Danielle Swallow, a coastal hazards specialist with Delaware Sea Grant, said the local experience mirrors the national picture presented by the Climate Central/Zillow report.
“In my experience, there’s an under-developed sense of risk, and how one mitigates risk,” said Swallow, a co-founder of RASCL, a nonprofit that helps coastal communities plan for sea-level rise and climate change.
She said the increasing coastal construction partly reflects a complacency based on the fact that Delaware hasn’t recently suffered the full impact of a major storm like Sandy which devastated many shore communities in neighboring New Jersey.
But it also shows a need for more education for county and local officials on the consequences of allowing risk-zone development, she said.
Swallow rejected arguments by some local officials that requiring sufficient “freeboard” – the height of the bottom of a house above ground level – removes the risk of flooding.
Even if flood waters don’t enter elevated properties, they may still be cut off and lose their services during storms, she said.

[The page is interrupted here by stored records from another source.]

PR #574, opened 2018-12-04
fix template/parseEnvironment function

### LINKED ISSUE #573: Error parsing environment variable in config template
ContainerPilot version: 3.8.0

If the environment variable value contains an equal sign, `=`, everything is trimmed from that point. For example:

Environment variable `ABC` is set to `abc=cde==`
Template has `{{ .ABC }}`
Output is just `abc` and the `=cde==` part is trimmed.

MunifTanjim:
fixes #573

### DIFF
--- a/config/template/template.go
+++ b/config/template/template.go
@@ -54,7 +54,7 @@ func parseEnvironment(environ []string) Environment {
 		return env
 	}
 	for _, e := range environ {
-		kv := strings.Split(e, "=")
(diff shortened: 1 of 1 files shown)


mgerdts:
Thanks for this PR.  The code looks good, but we could use a test in config/template/template_test.go.

MunifTanjim:
@mgerdts added a test case

MunifTanjim:
@mgerdts any update on this?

“Some people think that just because they elevate a house, their risk goes to zero,” she said. “But they don’t take into account whether the roads leading to that house and into the neighborhood are accessible in a flood or a storm, whether their utilities are operable, or whether their car is going to float away. There are many aspects of community resiliency that don’t get factored in.”
Don Bain, a senior adviser to Climate Central, said simply elevating a building doesn’t remove buildings from future flood zones, or cushion their occupants from the consequences. He recalled a New Jersey family who sank their life savings into elevating their restaurant above the anticipated flood level, only to realize that their customers may not be able to reach during a flood.
And a coastal hospital built to avoid flooding isn’t going to succeed if doctors and patients can’t get there through flooded streets, he said.
In Delaware, Swallow declined to identify specific examples of new developments that have been built in harm’s way but said there’s plenty of evidence along the Delaware coast.
“If you look up and down the coast, you’re going to see subdivisions going up, often touting waterfront views and water amenities,” she said.
County and local planning authorities base their approval of such properties on FEMA flood maps that don’t include projections for sea-level rise, she said.
“They don’t include future conditions in land-use planning and master planning,” she said. “Right now, our flood zones, as defined by FEMA, are based on historical storm records but we know that our climate is changing, seas are rising, and storms are getting bigger and more frequent.
“If you build a subdivision, don’t build it to today’s standards, build it for the conditions in 30 years from now,” she said.
Delaware Nature Society also called for planning decisions to be based on anticipated future conditions, not current circumstances.
Laura Miller, a spokeswoman for the environmental group, urged municipalities to create climate action plans that identify specific local risks and propose ways of mitigating them.
Wilmington, a community that already suffers from flooding in some low-lying areas, offers a model for sustainable planning by having already met a 2020 goal for cutting greenhouse gases, increasing the energy efficiency of city buildings, and curbing stormwater runoff by reducing the amount of impervious surface, Miller said.
She urged other communities to implement such measures, warning of dire consequences for those that fail to do so.
“Delaying action on climate change will make our state more likely to lose income from economically productive areas due to property damage caused by flooding and disruption of commerce, and will cost more to repair flood-damaged areas than it would to protect them early on,” she said.